13/9/17

Derecho a decidir.


La invocación a este espeluznante derecho es una contradicción en sus propios términos. No es el derecho el que precede a la decisión, sino que decidir introduce, con el derecho, la ley de la Caída. Adán y Eva padecieron el peso del pecado al transgredir la prohibición paradisiaca. Renunciaron a su derecho en favor de la decisión. La historia es el epítome repetido de ese acontecimiento único. ¿Quién niega la necesidad de decidir, que, por encima de toda consideración, es un acto moral? Sólo la infantilidad roussoniana reclama la protección de poder reinaugurar el mundo sin asumir las consecuencias (in)morales de la decisión caída. Derecho a decidir significa resolver, a resguardo, sobre la vida, la propiedad y la libertad de los otros. Con bisturí, con tanques o con votos, tanto da.
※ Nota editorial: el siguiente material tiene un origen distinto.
PR #268, opened 2024-04-01
DM-41700: Deprecate Naive Centroid

parejkoj:


include/lsst/meas/base/NaiveCentroid.h
```diff
@@ -41,7 +41,9 @@ namespace base {
 /**
  *  @brief A C++ control class to handle NaiveCentroidAlgorithm's configuration
  */
-class NaiveCentroidControl {
+class [[deprecated(
+        "This algorithm and its control class are deprecated and will be removed after "
+        "v27.")]] NaiveCentroidControl {
```
TallJimbo, line 46: It'd be best to suppress these warnings in the pybind11 module so we don't see them when compiling that also-deprecated code.  The preprocessor directives to do that can be found in the [dev guide just above your new paragraph](https://developer.lsst.io/stack/deprecating-interfaces.html#c-deprecation).

tests/sillyCentroid.py
```diff
@@ -23,6 +23,6 @@
 from _sillyCentroid import SillyCentroidAlgorithm, SillyCentroidControl, SillyTransform
 
 # Do not register SillyCentroid in plugins.py, as it's not part of meas_base
-wrapSimpleAlgorithm(SillyCentroidAlgorithm, Control=SillyCentroidControl,
+wrapSimpleAlgorithm(SillyCentroidAlgorithm, Control=SillyCentroidControl, name="testLib_SillyCentroid",
```
TallJimbo, line 26: I think this algorithm is just on the border of being simple enough that it might have saved time to reimplement it in pure Python.  But now that you've done it this way that's probably not worth it.

TallJimbo (approved):

include/lsst/meas/base/NaiveCentroid.h
parejkoj: Thanks. I had to put the pragma around the entire pybind11 block in the namespace, but that did take care of the compiler warnings.

tests/sillyCentroid.py
parejkoj: Yeah, it took me a bit to sort out the various "testLib" references (and lack thereof), but this works fine. Having someone implement SillyCentroid (which is basically identical to NaiveCentroid) in python might be a useful training exercise for a newer developer, but is otherwise not worth it.

PR #270, opened 2024-04-18
DM-43969: Call MeasurementError correctly in sizeExtendedness plugin

arunkannawadi:


tests/test_MomentsClassifier.py
```diff
@@ -56,6 +56,20 @@ def testSingleFramePlugin(self):
         for ii in range(self.n_stars, self.n_stars + self.n_gals):
             self.assertGreater(catalog[ii].get("base_ClassificationSizeExtendedness_value"), 0.02)
 
+    def testFailure(self):
+        """Test that MeasurementError is raised properly."""
```
parejkoj, line 60: Please say here why MeasurementError should be raised in this test?

tests/test_MomentsClassifier.py
```diff
@@ -56,6 +56,20 @@ def testSingleFramePlugin(self):
...
+        config = measBase.SingleFrameMeasurementConfig()
+        task = self.makeSingleFrameMeasurementTask(config=config)
+        exposure, catalog = self.dataset.realize(10.0, task.schema, randomSeed=5)
+        plugin = task.plugins["base_ClassificationSizeExtendedness"]
+        plugin_order = plugin.getExecutionOrder()
+        task.run(catalog, exposure, endOrder=plugin_order)
+        catalog["slot_Shape_flag"] = 1
```
parejkoj, line 67: I assume this is what causes the raise?

tests/test_MomentsClassifier.py
```diff
@@ -56,6 +56,20 @@ def testSingleFramePlugin(self):
...
+        for record in catalog:
+            with self.subTest(id=record["id"]):
+                with self.assertRaises(measBase.MeasurementError):
```
parejkoj, line 70: Please use `assertRaisesRegex` to confirm that the error you expected is what is being raised. I think just "Shape flag is set." is enough.

parejkoj (approved):
A couple of clarification comments, otherwise this is good.

PR #271, opened 2024-04-19
DM-43982: Raise FatalAlgorithmError in sizeExtendedness plugin

arunkannawadi:


arunkannawadi (commented):
I had originally intended to catch this in `__init__` but we cannot guarantee that the required shape algorithms are registered before this. We should allow them to be registered in any order, since the plugins are ordered only at run time.

TallJimbo:
A measurement plugin's `__init__` should be called after the `__init__` of all of its dependencies, and if that's not happening it's a bug we can fix in the framework.  What I consider "registration" (adding the config entries to the `RegistryField`) does indeed happen out of order, but it should all be done before the first plugin `__init__` fires.

arunkannawadi:
You're absolutely right. The plugins are initialized according to their execution order value. So we can definitely move up this check during initialization which is still at runtime, but not during config validation time. A plugin's config knows nothing about other plugins.

python/lsst/meas/base/plugins.py
```diff
@@ -695,6 +701,16 @@ def getExecutionOrder(cls):
 
     def __init__(self, config, name, schema, metadata):
         SingleFramePlugin.__init__(self, config, name, schema, metadata)
+
+        # Check that the required columns are already in the schema.
+        if not all(("slot_Shape" in schema.getAliasMap().keys(),
+                    "slot_PsfShape" in schema.getAliasMap().keys(),
```
parejkoj, line 707: Do you have to get the alias map here, or can you just ask `"slot_Shape" in schema`? I just checked and that appears to do what you'd want.

python/lsst/meas/base/plugins.py
```diff
@@ -695,6 +701,16 @@ def getExecutionOrder(cls):
 
     def __init__(self, config, name, schema, metadata):
         SingleFramePlugin.__init__(self, config, name, schema, metadata)
+
+        # Check that the required columns are already in the schema.
+        if not all(("slot_Shape" in schema.getAliasMap().keys(),
```
parejkoj, line 706: Instead of `all`, just `and` them. There's on two things, no need for `all`.

python/lsst/meas/base/plugins.py
arunkannawadi: You'd have had to do `"slot_Shape_xx" in schema` and not what you typed, right? I could go either way, but I inclined towards the current implementation since it felt more generalizable without putting in the extra `_xx` by hand.

parejkoj:
Testing this against ap_verify, this doesn't actually solve the problem. It looks like I need to clear all the slots in CalibrateImageTask, as the schema there has the slots defined but they're not pointing to anything. For example `'slot_PsfShape'->'base_SdssShape_psf'`, but the latter doesn't exist (hence the error message in the ticket). I think you need to check both that the Shape slots have been defined, and that the thing they point to resolves. I'm not sure the best way to do that.

I'll separately fix CalibrateImage to remove all the nonexistent slots (probably om DM-43973).

arunkannawadi:
I can confirm the same. The previous version had `slots` pointing to something even though those plugins (`base_SdssShape_psf` in this case) were not being run at all. As we all learnt recently, thanks to John and Jim, it's just pointing to a string to substitute. I modified to look for the actual field in the schema the slots are pointing to, and `ap_verify` fails immediately as it should. The actual fix to avoid the failure is in DM-43973, so that blocks this now.

parejkoj (approved):
Thanks, I think this does take care of all the necessary cases.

En la arena imperial, la ley del gladiad@r garantiza decidir por sí mismo, imperial, si su semejante merece llegar a vivir o no, si puede poseer en paz o serle arrebatado el fruto de su trabajo, si puede restañar o vengarse de las heridas de su Tradición. El derecho a decidir es el orgasmo monstruoso, anticonceptivo, del positivismo más encarnizado.